Just an aside here.  I have just eaten a hasty tasty that exceeded my expectations.  Wholemeal bread, salad, fried eggplant and fish.  With a dab of homemade hummus rich in garlic and cumin.  I drenched the eggplant slices in crushed garlic hours before cooking.  The salad was lettuce , spring onion, tomato with a few dabs of jalapeno taco sauce.  Hey, I know that’s not right, but as long as the sauce doesn’t overpower the flavour of the mildest ingredient, lettuce, it works.  It was middle east, Mexican magic.  

Meanwhile, back at the blackout, I discover that the company that makes and services the inverter goes on holidays on the 22nd of Dec, the day it blew up, and doesn’t come back until the 15th January.  Oh bugger!  Murphy’s law strikes again.  I have a stand-by inverter of just 1 KVA that I plugged in.  I was surprised that the little inverter did so well and kept the lights on at Possum Valley.  It could even handle the washing machine along with the lights and  fridges etc.  The guests never knew the critical state of the power supply.  But I couldn’t use the clothes dryer.  It just killed the inverter.  I got mountains of linen and I could wash it but not dry it.  This led me to try and find the days where I had no guests arriving, I didn’t have the grandkids and I didn’t have to service cottages.  Then I would race to the Atherton laundromat and stuff the dryers, four at a time, with baskets of wet linen.  I was lucky that Dec was a pretty dry month and by careful cloud and humidity watching combined with the forecasts and radar, I managed to dodge the washing on and off the line at propitious moments.  
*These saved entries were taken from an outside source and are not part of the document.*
PR #1234, opened 2024-02-21
baseswap v3

0xShoegazer:
Brought in v3 data and removed old derivatives items


dtmkeng:
baseswap is not support derivative volume ?  seem you delete derivative volume and add v3

dtmkeng:
is there tvl for v3 ?

dtmkeng:
oh seem call baseX

PR #1262, opened 2024-03-04
fix hyperliquid

dtmkeng:


llamatester:
The hyperliquid adapter exports: 
        
 
 _______________________________________
    Dexs for 3/3/2024
    _______________________________________
    
    ARBITRUM 👇
    Backfill start time: 25/2/2023
    NO METHODOLOGY SPECIFIED
    Total volume: 79.60 B
    Daily volume: 1.60 B
    Timestamp: 1709424000 (2024-03-03T00:00:00.000Z)
    
    
    
    
    Done in 7.41s.

chameleon-jeff:
Hey, why was this change necessary? The stats page actually updates around 4 UTC every day and occasionally fails, which leads to some inaccurate numbers for Hyperliquid.

The globalStats endpoint updates every 5 minutes and is very reliable. Is it possible to continue only using that as before?

Thanks!

dtmkeng:
> Hey, why was this change necessary? The stats page actually updates around 4 UTC every day and occasionally fails, which leads to some inaccurate numbers for Hyperliquid.
> 
> The globalStats endpoint updates every 5 minutes and is very reliable. Is it possible to continue only using that as before?
> 
> Thanks!

ppl complaint our value don't match this page https://stats.hyperliquid.xyz/

chameleon-jeff:
> > Hey, why was this change necessary? The stats page actually updates around 4 UTC every day and occasionally fails, which leads to some inaccurate numbers for Hyperliquid.
> > The globalStats endpoint updates every 5 minutes and is very reliable. Is it possible to continue only using that as before?
> > Thanks!
> 
> ppl complaint our value don't match this page https://stats.hyperliquid.xyz/

I see. Do you have examples for the complaints? I wonder if they are using the non-HLP volume graph, which is two-sided but excludes HLP trades. Or maybe they looked before the stats page updated for that day.

The "total volume" graph on the stats page should match the globalStats endpoint for each date.

dtmkeng:
> > > Hey, why was this change necessary? The stats page actually updates around 4 UTC every day and occasionally fails, which leads to some inaccurate numbers for Hyperliquid.
> > > The globalStats endpoint updates every 5 minutes and is very reliable. Is it possible to continue only using that as before?
> > > Thanks!
> > 
> > 
> > ppl complaint our value don't match this page https://stats.hyperliquid.xyz/
> 
> I see. Do you have examples for the complaints? I wonder if they are using the non-HLP volume graph, which is two-sided but excludes HLP trades. Or maybe they looked before the stats page updated for that day.
> 
> The "total volume" graph on the stats page should match the globalStats endpoint for each date.

image
i can switch use prev version if you want

chameleon-jeff:
> > > > Hey, why was this change necessary? The stats page actually updates around 4 UTC every day and occasionally fails, which leads to some inaccurate numbers for Hyperliquid.
> > > > The globalStats endpoint updates every 5 minutes and is very reliable. Is it possible to continue only using that as before?
> > > > Thanks!
> > > 
> > > 
> > > ppl complaint our value don't match this page https://stats.hyperliquid.xyz/
> > 
> > 
> > I see. Do you have examples for the complaints? I wonder if they are using the non-HLP volume graph, which is two-sided but excludes HLP trades. Or maybe they looked before the stats page updated for that day.
> > The "total volume" graph on the stats page should match the globalStats endpoint for each date.
> 
> image i can switch use prev version if you want

Yeah, can you switch it back to the old endpoint? The old endpoint always returns rolling 24 hour volume from the time it is queried. As long as it's queried around 0 UTC it should be accurate.

dtmkeng:
okay thank you

lmlmt:
Hey @dtmkeng. What is the frequency that this adapter is called? Is it possible to have whatever calls the adapter to query Hyperliquid's rolling stats endpoint once per day, say around 0 UTC?  Not super familiar with the code that calls this adapter so figured I'd ask.

dtmkeng:
> Hey @dtmkeng. What is the frequency that this adapter is called? Is it possible to have whatever calls the adapter to query Hyperliquid's rolling stats endpoint once per day, say around 0 UTC? Not super familiar with the code that calls this adapter so figured I'd ask.

we change call every hour

chameleon-jeff:
Hey @dtmkeng thanks for the reply. We have users complaining that Hyperliquid stats are not comparable directly to other DEXs because most DEXs only update their volume endpoint once per day while Hyperliquid's endpoint is real-time 24 hour tracking. 

What's the intended return value of the 24 hour volume endpoint? We could change to last UTC date but I'm assuming that you guys want real-time volume because you're polling every hour?

chameleon-jeff:
> > Hey @dtmkeng thanks for the reply. We have users complaining that Hyperliquid stats are not comparable directly to other DEXs because most DEXs only update their volume endpoint once per day while Hyperliquid's endpoint is real-time 24 hour tracking.
> > What's the intended return value of the 24 hour volume endpoint? We could change to last UTC date but I'm assuming that you guys want real-time volume because you're polling every hour?
> 
> just run update value every hour i can set flag run one time if you need it will run at 0:00 UTC

Ok that sounds good. If you can set it to run once at 0:00 UTC for Hyperliquid every day that would be great since it will return previous UTC day volume. It would be nice to retry if the request fails but if it succeeds then keep that value for the UTC day.

Thanks again for your help!

dtmkeng:
okay will fix

PR #327, opened 2015-08-20
:memo: update readme so that links work from npm

basarat:
Currently links are broken at https://www.npmjs.com/package/radium :rose:


ianobermiller:
Only issue with this is that the readme is then tied to `master`, so if you have a change in another branch you can't use the links. I guess I'd rather have NPM work correctly, though. Thanks!

PR #330, opened 2015-08-20
Remove redundant “false”.

iclanzan:


ianobermiller:
haha good catch. thanks!

Issue #334, opened 2015-08-26
Allow style to be a deeply nested array


richardfickling:
I'm just getting started with React and Radium, so it's entirely probable that this suggestion is unnecessary because I'm doing something fundamentally wrong. I'd like for Radium to be able to merge deeply nested style arrays to deal with component inheritance. For example, there's a table in my app:
```
Row = Radium(React.createClass({
  style: {
    main: {
      width: '100%'
    }
  }

  render: ->
    <div style={ [@style.main, @props.style] }> { @props.children } </div>
}))

CustomRow = Radium(React.createClass({
  style: {
    main: {
      height: '86px'
      borderBottom: '1px solid blue'
    }
  }

  render: ->
    <Row style={ [@styles.main, @props.style] }> { @props.children } </Row>
}))

CustomTable = React.createClass({
    render: ->
      <div>
        <CustomRow style={ background: 'red' } />
        <CustomRow style={ background: 'white' } />
      </div>
})
```

This doesn't work because @props.style in the `<Row>`s is an array, so the `<div>`'s style prop is a nested array, which Radium doesn't support (https://github.com/FormidableLabs/radium/blob/master/modules/resolve-styles.js#L49)

Is there a "suggested" way to handle component inheritance in situations like this?

If the solution is adding support for nested arrays, I'm happy to make the PR, but I didn't want to do that without asking for a better solution first.

ianobermiller:
Hmm, yes this does seem like a legitimate use case, and could rather easily be added to mergeStyles if you want to do so.

ianobermiller:
I also have plugin support mostly complete, and this would be a good candidate for a plugin.

almost:
Would there be any downside to including this as a default behaviour? It's very useful when making components and I'd guess it wouldn't add much in the way of complexity of slowdown?

ianobermiller:
Not at all, I'd accept a tested PR with the change.

bobbyrenwick:
:+1: It's great to see this being supported! At the moment we `flatten` out any arrays in our bottom level components in order to achieve the same thing.

PR #344, opened 2015-09-06
Support nested arrays in styles

almost:
As request in #334. I know you were talking about making this a plugin but it seems to be that there wouldn't be any downside to supporting it by default. What do you think?

### DIFF
--- a/modules/__tests__/radium-test.js
+++ b/modules/__tests__/radium-test.js
@@ -32,6 +32,28 @@ describe('Radium blackbox tests', () => {
     );
   });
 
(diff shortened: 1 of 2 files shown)


ianobermiller:
Please add tests.

almost:
Sure, I've just added a test. Let me know if you need anything else

richardfickling:
thanks for making this @almost! Looks like the tests will pass CI if you remove the console.log statement

almost:
Sorry! I really thought I'd removed that. Have taken it out now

There are a lot of chores that I don’t do while guests are here.  Obviously cottage maintenance and noisy stuff like chainsawing trees and chopping up the wood for the sauna, slashing etc.  I have now slashed everywhere.  The slashing is not only to cut the grass, but to chop up the weeds that would become shrubs then trees if I let them grow.  When I bought the block 40+ years ago, about 30 acres on the south side of Possum Creek had been cleared during the war (WW2).  There were patches of grass, patches of small bushes and patches of more established regrowth trees.  Without me defending the 3 acres around the buildings, it would be all trees by now.  You have to live here to appreciate how vigourously, steadily and inexorably the forest pushes back.  

So I have now come to the leisurely maintenance season, and perhaps you dear readers could help me.  Not by any hard labour, but by correcting a certain lack of perception I have.  Like many blokes, I am quite capable of being totally blind to what I don’t want to see.  Ranging from dust bunnies under the bed, flaking paint on the windows, dodgy collapsing plastic chairs on the veranda, to massive piles of junk I don’t seem to have gotten round to removing.  My wife who left me long ago, suggested that it was a common trait of men, perhaps genetically transmitted on the Y chromosome.  The most insignificant and information poor scrap of genetic material, but hailed by men as the crowning achievement of evolution.  So perhaps kind guests could suggest what needs to be done to improve things at Possum Valley.  I am quite aware I have blind spots, OK, boundless areas of ignorance, so I would take it as helpful advice rather than trenchant criticism.  

Breathlessly awaiting your suggestions.

Comments

  1. Robert says:

    How about the inverter, what happened? Are you still using the 1Kw unit?
    I seriously can not think of anything wrong with Possum Valley.
    I no doubt have one or two blind spots too!

    Cheers,

    Robert

    • Hi Robert. With the carrier I arranged for the busted inverter to on the factory doorstep on the 15th Jan when they opened and in the cover note indicated the urgency of the repair and that I hope they were all refreshed by their long holidays and re-enthused. They called with a quote and for instruction the same day, fixed it the next (a major transplant, and shipped it the next. So yes, my main inverter now back in service.